Implications for clinical practice

The duration of follow-up varied across all studies and ranged from 1 to 134 months. We suspect it is important for all patients to have long-term outpatient-based follow-up and perhaps have a vaginal speculum examination along with a flexible cystoscopy 6–12 months post-operatively to pick up any early signs of mesh erosion [30]. This could be repeated if there are any obvious symptoms or a clinical suspicion of erosion. Presence of bladder or urethral stones especially if adherent to the musoca suggests an erosion. The patients should also be counselled to return for a review if they develop persistent or worsening urinary symptoms. Patients at high risk of potential mesh-related complications seem to be those who have a combined mesh for POP repair and SUI mesh sling [30]. In a study of 41,604 women in the US who underwent transvaginal mesh repair for POP with or without concurrent sling for SUI, transvaginal POP repair without mesh but with concurrent sling or a sling for SUI only and a follow-up period of 1-year, the risk of erosion was 2.7% and the risk of repeated surgery with concomitant erosion was 2.1% in the POP repair with mesh plus sling group [30]. The SUI sling group on its own had an erosion rate of 1.5% and a risk of repeated surgery with concomitant erosion of 1.6%. Similarly, concomitant hysterectomy and hypertension were also associated with mesh erosions [31]. In high-risk patients the index of FB erosion and early counselling and appropriate management should be made available.

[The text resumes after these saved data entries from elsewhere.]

PR #26271, opened 2018-07-08
runtime: fix abort() for ppc64x

zeldin:
The test case "Abort" expects a SIGTRAP.  Before this change, abort()
would generate a SIGSEGV instead.

This of course begs the question why abort() is expected to generate a
SIGTRAP and not a SIGABRT, but I'm sure you have some profound reason
for this.  :-)


zeldin:
I signed it.  Let's see if I need to change the email address in the commits too, or if the match on git user id works...

PR #26516, opened 2018-07-21
doc/contribute: add examples for finding issues on the issue tracker

leighmcculloch:
For contributors looking for new issues to contribute to it can be
difficult to find issues that need a fix and don't already have a fix
being considered. There are several labels that help guide the way
already, like `NeedsFix`, `HelpWanted`. But many issues with this label
will already have a CL. For new contributors this can be especially
difficult.

Fixes #26494


leighmcculloch:
Screenshot of the area of the page that's changing:

screen shot 2018-07-20 at 6 19 03 pm

PR #26527, opened 2018-07-22
go/token: fix test Example_retrievePositionInfo fail

wgliang:
Example_retrievePositionInfo test fail in go/token.


wgliang:
I'm sorry, it's my env wrong.

PR #33930, opened 2019-08-29
database/sql: refactor err returning value from Scan to if stmt

arthurkushman:
database/sql: refactor err returning value from Scan to if stmt

This change modifies Go to satisfy it's own code-style rules and readability + compiler parsing boosting


arthurkushman:
@googlebot I fixed it..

Strengths, limitations and areas of future research

In this review we adhere to the methodological approach of the Cochrane guidelines and PRISMA checklist. It summarizes the role of endoscopic management of mesh erosions including the use of both laser and transurethral resection and gives an overview of the success rate and complications with this technique, although all papers included in our review were retrospective case series and hence prone to bias. Furthermore, there was a lot of heterogeneity in the reported studies making it challenging to do a formal meta-analysis. There are some limitations to our systematic review. Individual studies did not have a standardized management or follow-up, and this was left to the individual surgeon and centre based on their expertise and patient presentation. Given that data collection and reporting were not standardized either, it was difficult to compare or combine outcomes.

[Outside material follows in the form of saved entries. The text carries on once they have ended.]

PR #34127, opened 2019-09-05
encoding/json: fix and optimize marshal for quoted string

### LINKED ISSUE #34154: encoding/json: string option (struct tag) on string field with SetEscapeHTML(false) escapes anyway
If using `encoding/json.NewEncoder` with `SetEscapeHTML(false)` an a field, that has the `string` option in the struct tags set, the HTML content gets escaped anyways.

<pre>
$ go version
go version go1.12.5 linux/amd64
</pre>

Yes

$ go env
GOARCH="amd64"
GOBIN=""
GOCACHE="/home/lubr/.cache/go-build"
GOEXE=""
GOFLAGS=""
GOHOSTARCH="amd64"
GOHOSTOS="linux"
GOOS="linux"
GOPATH="/home/lubr/go"
GOPROXY=""
GORACE=""
GOROOT="/home/lubr/.gvm/versions/go1.12.5.linux.amd64"
GOTMPDIR=""
GOTOOLDIR="/home/lubr/.gvm/versions/go1.12.5.linux.amd64/pkg/tool/linux_amd64"
GCCGO="gccgo"
CC="gcc"
CXX="g++"
CGO_ENABLED="1"
GOMOD=""
CGO_CFLAGS="-g -O2"
CGO_CPPFLAGS=""
CGO_CXXFLAGS="-g -O2"
CGO_FFLAGS="-g -O2"
CGO_LDFLAGS="-g -O2"
PKG_CONFIG="pkg-config"
GOGCCFLAGS="-fPIC -m64 -pthread -fmessage-length=0 -fdebug-prefix-map=/tmp/go-build368255501=/tmp/go-build -gno-record-gcc-switches"
</pre></details>

### What did you do?

```Go
package main

import (
	"encoding/json"
	"os"
)

type Foo struct {
	Bar string `json:"bar,string"`
}

func main() {
	j := Foo{
		Bar: `<html>foobar</html>`,
	}
	e := json.NewEncoder(os.Stdout)
	e.SetEscapeHTML(false)
	_ = e.Encode(j)
}
```

```plain
$  go run main.go
{"bar":"\"<html>foobar</html>\""}
```

### What did you see instead?

```plain
$  go run main.go
{"bar":"\"\\u003chtml\\u003efoobar\\u003c/html\\u003e\""}
```

#34127 does fix this issue

breml:
Since Go 1.2 every string can be marshaled to JSON without error even if it
contains invalid UTF-8 byte sequences. Therefore there is no need to use
Marshal again for the only reason of enclosing the string in double quotes.
Not using Marshal here also removes the error check as there has not been a
way for Marshal to fail anyway.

A recent study looked at the reporting outcome measures in trials on synthetic mesh procedures for POP and concluded that urgent action is needed to improve the quality of research in this field [32]. Of the 71 randomized trials, 24 different types of mesh were identified. These trials reported on 110 different outcomes and 60 outcome measures. Clinically important measures such as erosion, pain and dyspareunia were reported in 40, 29 and 25 trials respectively. They recommend developing and implementing a minimum standardized data set, which forms the core outcomes of this procedure. Another systematic review on the type of synthetic material used found that polyester sling material caused the highest rates of vaginal erosion [33]. The US Food and Drug Administration (FDA) has ordered all manufacturers of surgical mesh intended for transvaginal repair of prolapse (cystocoele) to stop selling and distributing the product [34]. Given the scale of mesh erosions and the public outcry associated with it, perhaps a national registry of all sling or mesh procedures should be the way ahead, where every case is registered and the core outcome measures including the type of material used, surgical technique, complications and follow-up are mandatory. This should be protocol based and have outcome measures which are standardized and hence comparable.

Conclusions

Endoscopic management of FB erosion is an effective minimally invasive technique with good outcomes and minimal morbidity, which uro-gynaecologists or endourologists might be able to offer as a treatment option. Management with the use of holmium laser is gaining momentum and could be attempted before open surgical removal. There is a need for comparative data between open surgical excision and endoscopic excision to help better describe the patient’s most likely to benefit from the endoscopic technique.